Issue #893, opened 2020-10-01
[gradle plugin] GraphQL extension cannot be used from Groovy scripts


dariuszkuc:
**Library Version**
`4.0.0-alpha.4`

**Describe the bug**
[GraphQLPluginExtension](https://github.com/ExpediaGroup/graphql-kotlin/blob/master/plugins/graphql-kotlin-gradle-plugin/src/main/kotlin/com/expediagroup/graphql/plugin/gradle/GraphQLPluginExtension.kt) is using Kotlin lambdas for configuration which makes it unusable from Groovy build files. We should use Gradle `Action` instead of lambdas - i.e. instead of `GraphQLPluginClientExtension.() -> Unit` use `Action<GraphQLPluginClientExtension>`

**To Reproduce**
Apply `graphql` extension in `build.gradle`

```groovy
graphql {
    client {
        endpoint = "http://localhost:8080/graphql"
        packageName = "com.example"
        clientType = GraphQLClientType.KTOR
    }
}
```

**Expected behavior**
GraphQL extension DSL can be used from both Groovy and Kotlin scripts.

**Workaround**
Instead of extension we can configure tasks explicitly

```groovy
tasks.getByName("graphqlIntrospectSchema") {
    endpoint.set("http://localhost:8080/graphql")
}
tasks.getByName("graphqlGenerateClient") {
    packageName.set("com.example")
    clientType.set(com.expediagroup.graphql.plugin.generator.GraphQLClientType.KTOR)
    schemaFile.set(graphqlIntrospectSchema.outputFile)
    dependsOn("graphqlIntrospectSchema")
}
```

dariuszkuc:
When working on this issue we should also update our documentation with samples for both Kotlin and Groovy based build files.

Issue #892, opened 2020-10-01
Gradle build make error


mmaryo:
Hello 

My project 
Kotlin 1.4.0
Quarkus 1.8.1.Final
graphql-kotlin 3.6.4 and 4.0.0-alpha.4

I follow tutorial for create a client in my project 

https://expediagroup.github.io/graphql-kotlin/docs/client/client-overview#build-configuration

I simply add in build.gradle

    implementation("com.expediagroup:graphql-kotlin-ktor-client:$graphqlKotlin")

and 

```
graphql {
    client {
        endpoint = "https://api.thegraph.com/subgraphs/name/uniswap/uniswap-v2"
        packageName = "com.app.uniswap"
        clientType = GraphQLClientType.KTOR
    }
}

```

And I have a file .graphql inside resources folder 

gradle build throw this error 

> Could not set unknown property 'endpoint' for extension 'graphql' of type com.expediagroup.graphql.plugin.gradle.GraphQLPluginExtension.

What is wrong ?

mmaryo:
Hello @dariuszkuc 

This is the repo https://github.com/mmaryo/test-graphql-kotlin

and do ./gradlew build

dariuszkuc:
Thanks for raising this, it is indeed a bug on our end (https://github.com/ExpediaGroup/graphql-kotlin/issues/893) - only tested the plugin from Kotlin DSL. TLDR I've used Kotlin lambda which cannot be used from Groovy script so need update the plugin code to make extension useable from both Kotlin and Groovy.

In the meantime you will have to explicitly configure the tasks (or migrate to use KTS)
```
tasks.getByName("graphqlIntrospectSchema") {
    endpoint.set("https://api.thegraph.com/subgraphs/name/uniswap/uniswap-v2")
}
tasks.getByName("graphqlGenerateClient") {
    packageName.set("com.mario.uniswap")
    clientType.set(com.expediagroup.graphql.plugin.generator.GraphQLClientType.KTOR)
    schemaFile.set(graphqlIntrospectSchema.outputFile)
    dependsOn("graphqlIntrospectSchema")
}
```

PR #901, opened 2020-10-08
[plugin] update Gradle plugin extension to use Actions

dariuszkuc:
### :pencil: Description
Originally extension was using Kotlin lambdas for some configuration which worked fine when used from Kotlin script (`build.gralde.kts`) but it could not be easily used from Groovy scripts (`build.gradle`). By changing from lambda with a receiver to a Groovy Action the resulting code will be translated using SAM conversion that makes it possible to configure the extension using Kotlin lambda or Groovy closure.

### :link: Related Issues
Resolves: #893
Discussion: #892

### DIFF
--- a/docs/plugins/gradle-plugin.md
+++ b/docs/plugins/gradle-plugin.md
@@ -10,12 +10,64 @@ GraphQL Kotlin Gradle Plugin provides functionality to introspect GraphQL schema
 `graphql-kotlin-gradle-plugin` is published on Gradle [Plugin Portal](https://plugins.gradle.org/plugin/com.expediagroup.graphql).
 In order to execute any of the provided tasks you need to first apply the plugin on your project.
 
+<!--DOCUSAURUS_CODE_TABS-->
+<!--Kotlin-->
+
+Using plugins DSL syntax
+
 ```kotlin
 // build.gradle.kts
 plugins {
     id("com.expediagroup.graphql") version $graphQLKotlinVersion
 }
 ```
+
+Or by using legacy plugin application
+
+```kotlin
+// build.gradle.kts
+buildscript {
+  repositories {
+    maven {
+      url = uri("https://plugins.gradle.org/m2/")
+    }
+  }
+  dependencies {
+    classpath("com.expediagroup:graphql-kotlin-gradle-plugin:$graphQLKotlinVersion")
+  }
+}
+
+apply(plugin = "com.expediagroup.graphql")
+```
+<!--Groovy-->
+
+Using plugins DSL syntax
+
+```groovy
+// build.gradle
+plugins {
+    id 'com.expediagroup.graphql' version $graphQLKotlinVersion
+}
+```
+
+Or by using legacy plugin application
+
+```groovy
+// build.gradle
+buildscript {
+  repositories {
+    maven {
+      url "https://plugins.gradle.org/m2/"
+    }
+  }
+  dependencies {
+    classpath "com.expediagroup:graphql-kotlin-gradle-plugin:$graphQLKotlinVersion"
+  }
+}
+
+apply plugin: "com.expediagroup.graphql"
+```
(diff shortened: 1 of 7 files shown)


docs/plugins/gradle-plugin.md
```diff
@@ -10,13 +10,65 @@ GraphQL Kotlin Gradle Plugin provides functionality to introspect GraphQL schema
 `graphql-kotlin-gradle-plugin` is published on Gradle [Plugin Portal](https://plugins.gradle.org/plugin/com.expediagroup.graphql).
 In order to execute any of the provided tasks you need to first apply the plugin on your project.
 
+<!--DOCUSAURUS_CODE_TABS-->
```
dariuszkuc, line 13: with docusaurus v2 we could sync all of those tabs so switching anywhere on the page would switch all code samples

plugins/graphql-kotlin-gradle-plugin/src/main/kotlin/com/expediagroup/graphql/plugin/gradle/GraphQLPluginExtension.kt
```diff
@@ -62,7 +63,7 @@ open class GraphQLPluginClientExtension {
     /** Connect and read timeout configuration for executing introspection query/download schema */
     internal val timeoutConfig: TimeoutConfig = TimeoutConfig()
 
-    fun timeout(config: TimeoutConfig.() -> Unit = {}) {
-        timeoutConfig.apply(config)
+    fun timeout(action: Action<TimeoutConfig>) {
```
dariuszkuc, line 66: there appears to be an issue with SAM conversion or maybe it is Groovy issue but I'm hitting a problem when attempting to invoke `Action` from another `Action`, i.e.

```groovy
graphql {
    client {
        endpoint = "http://localhost:8080/graphql"
        packageName = "com.example.generated"
        // above works fine, but complains on the below, looks like "this" from the action refers to outer one
        timeout {
            connect = 10000
            read = 30000
        }
    }
}
```

results in 

`Could not set unknown property 'connect' for object of type com.expediagroup.graphql.plugin.gradle.GraphQLPluginClientExtension.`

smyrick (approved):

plugins/graphql-kotlin-gradle-plugin/src/main/kotlin/com/expediagroup/graphql/plugin/gradle/GraphQLPluginExtension.kt
krispharper: Is there a solution for this? I'm trying to set a connection timeout value per the documentation [here](https://expediagroup.github.io/graphql-kotlin/docs/plugins/gradle-plugin-tasks/#extension) and getting

```
> Could not set unknown property 'connect' for object of type com.expediagroup.graphql.plugin.gradle.GraphQLPluginClientExtension.
```

dariuszkuc: @krispharper - which version of the plugin are you using? this should be working fine now

dariuszkuc: if you are using Groovy you might need to explicitly name the parameter as otherwise it might be confused on which object to apply those params.

```groovy
timeout { t ->
  t.connect = 10000
  t.read = 30000
}
```

krispharper: Got it, making that change worked. Thanks a bunch.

+--

WHAT NEEDS TO BE DONE >> When a line in the material above contains the word "error", copy that line out.

REPLY TO THE EXERCISE >>
Gradle build make error
gradle build throw this error 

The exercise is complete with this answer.